I didn’t notice any issues with GitHub, but others did. The majority of my interaction is just through the git protocol, so things tend to work fast, and I don’t have any database access. I rarely use the Issues, and other parts of GitHub, which were affected when GitHub had a MySQL cluster fail over. There’s a good write up of the post incident analysis that’s worth reading, from a database perspective.
I’m not a big MySQL guy, only running an instance to power T-SQL Tuesday. The structure of a write primary and many read replicas that GitHub describes makes sense. It’s similar to what I’ve done in SQL Server, and certainly the idea of some quorum management, handled at GitHub with the Orchestrator software, is something that needs to be configured properly. Allan Hirt has talked about the complexities of quorum in large installations, and it’s not a simple thing to configure.
In reading about this, there are a couple things that strike me.
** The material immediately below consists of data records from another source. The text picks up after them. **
Issue #862, opened 2025-11-21
Flaky blas and GPU related CI failures


yebai:
See, eg, 

- [blas_3](https://github.com/chalk-lab/Mooncake.jl/actions/runs/19496944718/job/55801351720#step:6:257)
- [GPU](https://buildkite.com/julialang/mooncake-dot-jl/builds/2257/steps/canvas?jid=019a9c46-ca6e-4633-87d4-6f97c142f06b#019a9c46-ca6e-4633-87d4-6f97c142f06b/153-367)

These are likely due to unlucky random seeds.

PR #884, opened 2025-12-11
Add basic arrayify for CuArray

kshyatt:
I'll add a test soon

### DIFF
--- a/Project.toml
+++ b/Project.toml
@@ -1,7 +1,7 @@
 name = "Mooncake"
 uuid = "da2b9cff-9c12-43a0-ae48-6db2b0edb7d6"
 authors = ["Will Tebbutt, Hong Ge, and contributors"]
-version = "0.4.185"
+version = "0.4.186"
 
 [deps]
 ADTypes = "47edcb42-4c32-4615-8424-f2b9edc5f35b"


yebai:
thanks @kshyatt -- can you help take a look at GPU failures on buildkite? These are obsrved on main branch too.

kshyatt:
@yebai we've seen this on CUDA.jl as well, it's related to a bad LLVM version I think. Retrying the build often resolves it

yebai:
Cc @AstitvaAggarwal who is looking into it to address https://github.com/chalk-lab/Mooncake.jl/issues/862. Is there a way to detect LLVM issue and skip tests?

Technici4n:
Oh, interesting. Is this enough to fix BLAS with CUDA? That would be very nice. I was under the impression that the primal would take a completely different path for CuArrays and so the BLAS rules wouldn't apply.

kshyatt:
We might need to write some custom rules for CUBLAS, as its API isn't 1:1 with BLAS

kshyatt:
I'm testing this implicitly over here (https://github.com/QuantumKitHub/MatrixAlgebraKit.jl/pull/93) though not directly with CUBLAS

Technici4n:
Don't forget to bump the version:)

kshyatt:
Done!

yebai:
thanks @kshyatt!

PR #182, opened 2024-10-22
chore: [get, subset] add skip existing option

uriii3:
Add a skip-existing file option for get and subset.

Solving [CMT-115](https://cms-change.atlassian.net/browse/CMT-115).

- [x] Add option for subset
- [ ] Add option for get
- [ ] Define possible interactions with overwrite-output-data and sync options
- [ ] Add tests to see the behaviour
- [ ] Restructure tests if needed
- [ ] Add documentation


uriii3:
For the subset, define the interaction between `skip_existing` and `overwrite_output_data`:
- Currently, the interaction is defined to prioritise the `overwrite_output_data`. That way, if this option is set to true, the code will overwrite the files that are the same, independently if the option `skip_existing` is set to True or not.
- If `dry_run` is set, no data will be downloaded for sure. Still, it will check if the file exists or not, showing a different message in those cases.
- If no `dry_run` and no `overwrite_output_data` but `skip_existing` is set to True, it will not download the file if it is already in the output directory specified.

I added a file within the SubsetResponse, `download_status`. This will display a different message, defined in `get_message_data_downloaded(...)`, regarding the status of the data downloaded.

PR #184, opened 2024-10-23
feat: support the new authentification system

renaudjester:
[Fix CMT-4](https://cms-change.atlassian.net/browse/CMT-4)

### DIFF
--- a/tests/test_login.py
+++ b/tests/test_login.py
@@ -290,6 +290,34 @@ class TestLogin:
             b"Valid credentials from configuration file" in self.output.stderr
         )
 
+    def test_login_falls_back_to_old_system(self):
+        environment_without_crendentials = (
+            get_environment_without_crendentials()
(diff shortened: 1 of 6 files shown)


tests/test_login.py
```diff
@@ -290,6 +290,34 @@ def check_credentials_file_is_valid(self, tmp_path):
             b"Valid credentials from configuration file" in self.output.stderr
         )
 
+    def test_login_falls_back_to_old_system(self):
```
uriii3, line 293: should we ask for an account here so that we can check that we can connect through the new authentication system?

uriii3 (changes requested):

tests/test_login.py
renaudjester: You account already works

uriii3 (approved):

PR #186, opened 2024-10-24
chore: update the deprecation for v2

renaudjester:
Add deprecation for options that will be deleted in v2. 

Added some different messages depending on the cases: 

- If it has a replacement already
- If it will be deleted or deprecated in the v2
- If it is only about the v2

### DIFF
--- a/copernicusmarine/core_functions/deprecated.py
+++ b/copernicusmarine/core_functions/deprecated.py
@@ -31,6 +31,8 @@ def get_deprecated_message(
         message += (
             "This option will no longer be "
             + "available in copernicusmarine>=2.0.0. "
+            + "Please refer to the documentation for more information "
+            + "when the new major version is released."
         )
     if deprecated_for_v2:
         message += (
--- a/copernicusmarine/core_functions/deprecated.py
+++ b/copernicusmarine/core_functions/deprecated.py
@@ -31,8 +31,8 @@ def get_deprecated_message(
         message += (
             "This option will no longer be "
             + "available in copernicusmarine>=2.0.0. "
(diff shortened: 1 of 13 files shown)


copernicusmarine/core_functions/deprecated.py
```diff
@@ -40,26 +80,43 @@ def make_parser(self, ctx):
...
         options |= set(parser._long_opt.values())
 
+        # get name of the command
+        command_name = ctx.command.name
+
         for option in options:
-            if not isinstance(option.obj, DeprecatedClickOption):
-                continue
+            # if not isinstance(option.obj, DeprecatedClickOption):
+            #     continue
```
uriii3, line 90: we can delete, no?

copernicusmarine/core_functions/deprecated_options.py
```diff
@@ -69,5 +92,70 @@ def dict_old_names_to_new_names(self):
...
+            old_name="netcdf_compression_enabled",
+            new_name="netcdf_compression_enabled",
+            only_for_v2=True,
+        ),
+        DeprecatedOption(
+            old_name="disable_progress_bar",
+            new_name="disable_progress_bar",
+            targeted_functions=["open_dataset", "read_dataframe"],
+            only_for_v2=True,
+        ),  # TOCHECK: shouldn't be triggered for all
```
uriii3, line 131: make sure to check this too

uriii3 (changes requested):

uriii3:
Looks good to me!

uriii3 (approved):

PR #195, opened 2024-10-28
chore: adding more binaries

uriii3:
I think there needs to be more than one version for the ubuntu machines.

In the end, I made the binary for the lowest ubuntu version possible in the GitHub runners. In the commits, there is also the code to create a Docker Image and try to create the binary there... it looks like the Ubuntu machines will be updated to the newer requirements, let's see what we discuss in the meeting.


uriii3:
Hehe I commented your posts on the other branch xd. I was saying, about having two distinct commands in the make file:

Mmh well, not really because here I'm creating the binary itself and the name it has, is different in both cases. I made a similar approach to the macOS. If for you it is mandatory to have only one command I can battle with it.

uriii3:
I merged both the macOS and the linux orders into one, I put the correct name (Linux for now as we know and as reported in the PyInstaller page) and I corrected the way to exclude the branches so that it will be handled correctly.

doc/installation.rst
```diff
@@ -119,3 +119,11 @@ And from a Windows os (cmd):
...
 
 (``describe`` or any other command)
+
+.. note::
+
+    For the **Linux** binaries you need a version of Glibc higher than the one that the binary has. Use older **Linux** versions to access a lower version of said library.
+
+.. note::
+
+    The **Linux** binaries are tested with Ubuntu machines.
```
renaudjester, line 129: There is not a way to know the Glibc version of our binaries? 

Also, maybe you can add some info on how people can check the version they have

Makefile
```diff
@@ -54,6 +54,31 @@ run-tests-dependencie-versions:
...
+
+run-using-pyinstaller-linux:
+	pip install -e .
+	python3 -m PyInstaller --collect-all tzdata --copy-metadata copernicusmarine --icon=toolbox_icon.png --name copernicusmarine_${DISTRIBUTION}.cli --add-data="/home/runner/micromamba/envs/copernicusmarine-binary/lib/python3.12/site-packages/distributed/distributed.yaml:./distributed"  copernicusmarine/command_line_interface/copernicus_marine.py --onefile --path /opt/hostedtoolcache/Python/3.12.6/x64/lib/python3.12/site-packages --copy-metadata xarray
+	chmod +rwx /home/runner/work/copernicus-marine-toolbox/copernicus-marine-toolbox/dist/copernicusmarine_${DISTRIBUTION}.cli
+
+run-using-pyinstaller-ubuntu-22.04: DISTRIBUTION = linux-22.04
+run-using-pyinstaller-ubuntu-22.04: run-using-pyinstaller-linux
+
+run-using-pyinstaller-ubuntu-20.04: DISTRIBUTION = linux-20.04
```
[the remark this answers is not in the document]
renaudjester: I don't really know how to solve it but yeah `22.04` is specific to ubuntu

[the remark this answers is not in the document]
uriii3: 😞 😞 

Mmh what do you think `linux-newer` and `linux-older` ?  to differentiate both of them

doc/installation.rst
uriii3: Mmh yes, I can print it within the creation of the binaries and print it later... and also point them the way to do it.

uriii3: I thought that maybe it was too technical and that they didn't need to understand the logic of it behind it, but makes sense to pin point the people in the right direction.

renaudjester: Well to me it makes sense to say: 
- here are the version we have: x.y.z so we support >=x.y.z
- here is how you know yours: `some comand`

Doesn't need to go into details more than this but at least it's easy to check

uriii3:
I hardcoded the version of the GLIBC library into the code. We can upgrade the names of the binaries from the release versions and it will always print it so we could check when we release. 

If we see that it changes a lot we can also investigate how to automate it.

Makefile
```diff
@@ -54,6 +54,32 @@ run-tests-dependencie-versions:
...
+	pip install -e .
+	ldd --version
+	python3 -m PyInstaller --collect-all tzdata --copy-metadata copernicusmarine --icon=toolbox_icon.png --name copernicusmarine_${DISTRIBUTION}.cli --add-data="/home/runner/micromamba/envs/copernicusmarine-binary/lib/python3.12/site-packages/distributed/distributed.yaml:./distributed"  copernicusmarine/command_line_interface/copernicus_marine.py --onefile --path /opt/hostedtoolcache/Python/3.12.6/x64/lib/python3.12/site-packages --copy-metadata xarray
+	chmod +rwx /home/runner/work/copernicus-marine-toolbox/copernicus-marine-toolbox/dist/copernicusmarine_${DISTRIBUTION}.cli
+
+run-using-pyinstaller-ubuntu-22.04: DISTRIBUTION = linux-glibc-2.35
+run-using-pyinstaller-ubuntu-22.04: run-using-pyinstaller-linux
+
+run-using-pyinstaller-ubuntu-20.04: DISTRIBUTION = linux-glibc-2.31
+run-using-pyinstaller-ubuntu-20.04: run-using-pyinstaller-linux
```
renaudjester, line 81: I would avoid "." in the file name (except for the extension obviously)

https://stackoverflow.com/questions/3926324/dot-in-file-name

renaudjester (approved):

PR #198, opened 2024-10-29
feat: upgrade the dry run and returned fields

renaudjester:
Fix [CMT-105](https://cms-change.atlassian.net/browse/CMT-105)


uriii3 (approved):
Niceeee (have you also checked if there is any way to correct the format of the json file when doing the `dry-run`?)

PR #200, opened 2024-10-30
fix: subset was not using staging metadata

renaudjester:
Even with `copernicusmarine subset --staging` the command was not getting the dataset from staging

Bug introduced when got rid of the cache

### DIFF
--- a/tests/test_command_line_interface.py
+++ b/tests/test_command_line_interface.py
@@ -1860,3 +1860,37 @@ class TestCommandLineInterface:
         assert datetime.datetime.strptime(
             str(dataset.time.values.max()), "%Y-%m-%dT%H:%M:%S.000%f"
         ) >= datetime.datetime.strptime("2023-01-03", "%Y-%m-%d")
+
+    def test_get_goes_to_staging(self):
+        command = [
+            "copernicusmarine",
+            "get",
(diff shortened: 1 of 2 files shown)


tests/test_command_line_interface.py
```diff
@@ -1860,3 +1860,37 @@ def test_coordinates_selection_method_outside_w_elevation(self, tmp_path):
...
+            "cmems_mod_ibi_phy_my_0.083deg-3D_P1Y-m",
+            "--staging",
+            "--log-level",
+            "DEBUG",
+        ]
+        self.output = execute_in_terminal(command)
+        assert (
+            b"mdl-metadata-dta/dataset_product_id_mapping.json"
+            in self.output.stderr
+        )
```
uriii3, line 1878: doesn't it change sometimes, the staging? I guess it won't be a problem though, no? It will be like when there is a change in the metadata right now

uriii3 (approved):

tests/test_command_line_interface.py
renaudjester: This specific file won't change

renaudjester:
Bug introduced when got rid of the cache: no need to explain in the change log

PR #201, opened 2024-10-30
fix: use coordinate equivalent

renaudjester:
I am very surprise this hasn't been reported before, I guess a vast majority of the datasets follow the conventional names

### DIFF
--- a/copernicusmarine/download_functions/subset_xarray.py
+++ b/copernicusmarine/download_functions/subset_xarray.py
@@ -200,12 +200,12 @@ def get_size_of_coordinate_subset(
     minimum: Optional[Union[float, DateTime]],
     maximum: Optional[Union[float, DateTime]],
 ) -> int:
-    for label in COORDINATES_LABEL[coordinate]:
-        if label in dataset.sizes:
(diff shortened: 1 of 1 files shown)


copernicusmarine/download_functions/subset_xarray.py
```diff
@@ -200,12 +200,12 @@ def get_size_of_coordinate_subset(
...
             return (
-                dataset.coords[coordinate]
-                .sel({coordinate: slice(minimum, maximum)}, method=None)
-                .coords[coordinate]
+                dataset.coords[coordinate_label]
+                .sel({coordinate_label: slice(minimum, maximum)}, method=None)
+                .coords[coordinate_label]
                 .size
             )
     else:
```
uriii3, line 211: does this actually work? a `for: ... else: ...` ? I will check now but maybe the problem is that the error doesn't raise anyway. Let me check

uriii3 (approved):

uriii3 (commented):
What sense does it have to have a function that is being used in `utils.py` defined in `subset_xarray.py`?

uriii3 (approved):

PR #205, opened 2024-11-07
chore: delete force download and show ouputnames options

renaudjester:
fix [CMT-131](https://cms-change.atlassian.net/browse/CMT-131)


copernicusmarine/download_functions/download_arco_series.py
```diff
@@ -117,17 +114,11 @@ def download_dataset(
...
-        logger.info(message_formatted_dataset_size_estimation)
-        click.confirm(
-            FORCE_DOWNLOAD_CLI_PROMPT_MESSAGE,
-            default=True,
-            abort=True,
-            err=True,
-        )
     else:
-        logger.info(message_formatted_dataset_size_estimation)
+        logger.debug(dataset)
```
uriii3, line 120: why this?

renaudjester: Because before we were showing more information with the prompt: 

if you were doing subset without force download you would see the dataset and the prompt
if you were doing subset with force download you don't see the dataset nor the prompt. Now the user can see it if they use debug log level or using dry-run in info log level

PR #209, opened 2024-11-12
chore: add binary check

uriii3:
Adding binaries checks, first for macOS and ubuntu, while still making them work


.github/workflows/binary-test-windows.yml
```diff
@@ -0,0 +1,45 @@
...
+on:
+  workflow_dispatch:
+  push:
+    branches:
+      - "main"
+      - "release/**"
+      - "pre-releases/**"
+  pull_request: # for the moment, to test that it works.
+    branches:
+      - "main"
```
renaudjester, line 12: Check also if the `pyproject.toml` has been modified, if so, trigger

tests_binaries/test_windows_binaries.py
renaudjester, line 1: I don't think you need different ones do you?

.github/workflows/binary-test-windows.yml
uriii3: I assumed that if `pyproject.toml` changed was because a push in main, so I decided to skip it. Do you think it is good enough?

tests_binaries/test_windows_binaries.py
uriii3: Mmh well, no, but yes. So when doing the checks, the terminal command is: `./copernicusmarine.cli` or `./copernicusmarine.exe`, in the macOS and ubuntu first and then in windows. There is a way to pass parameters to the purest but I think it complicated more everything than made things easier, because  you needed a `conffile.py` or something like that and I was scared to change the purest for all the repo.

renaudjester: You could pass an environment variable with the name of the file and then you open it in the tests :D

uriii3: This [stack-overflow](https://stackoverflow.com/questions/36141024/how-to-pass-environment-variables-to-pytest) gives the impression that it is a little bit more complex... looks weird that the easy answer (third one) is not the most upvoted, but I'll try anyway.

.github/workflows/binary-test-windows.yml
```diff
@@ -0,0 +1,48 @@
+name: Run tests binaries windows
+
+on:
+  workflow_dispatch:
+  push:
+    branches:
+      - "main"
+      - "release/**"
+      - "pre-releases/**"
+  pull_request:
```
renaudjester, line 10: you need a `pull_request_target` trigger type otherwise your tests will not work on a fork (you can check the `tests.yml` to see what you need to add

renaudjester (approved):

PR #214, opened 2024-11-15
chore: reordering options

uriii3:
Reordering the options in which the parameters appear in the documentation. So:
subset.cli options are ordered the same as subset.api.

I didn't order equally the cli page with the api page because I prefer the order in the cli but it is hard to change the order of the API, and maybe not the highest priority to invest my time in this. Will rest as a TODO.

First, the analysis talks about a degredation of service because East coast applications had to send writes to West Coast database servers. There were some problems with the way the database servers were working, but it seems to me that there should be some sort of application failover that’s possible. If you can’t have an application and database fail separately without customer impact, then there should be some way to fail applications over. Perhaps not, but if you’re responsible for designing HA for the database, make sure you talk to the application people and test for issues.
The second thing for me is that somehow there was a period of time when writes were occurring to the East Coast system that weren’t sent to the West Coast. My ignorance of how this HA stuff works in MySQL prevents me from making a big deal of this, but this isn’t something that should happen. If the quorum moves data to another node, it must stop writes to the first node. This could happen in SQL Server, but for me, this is the level of data loss I’d need to accept in my RPO.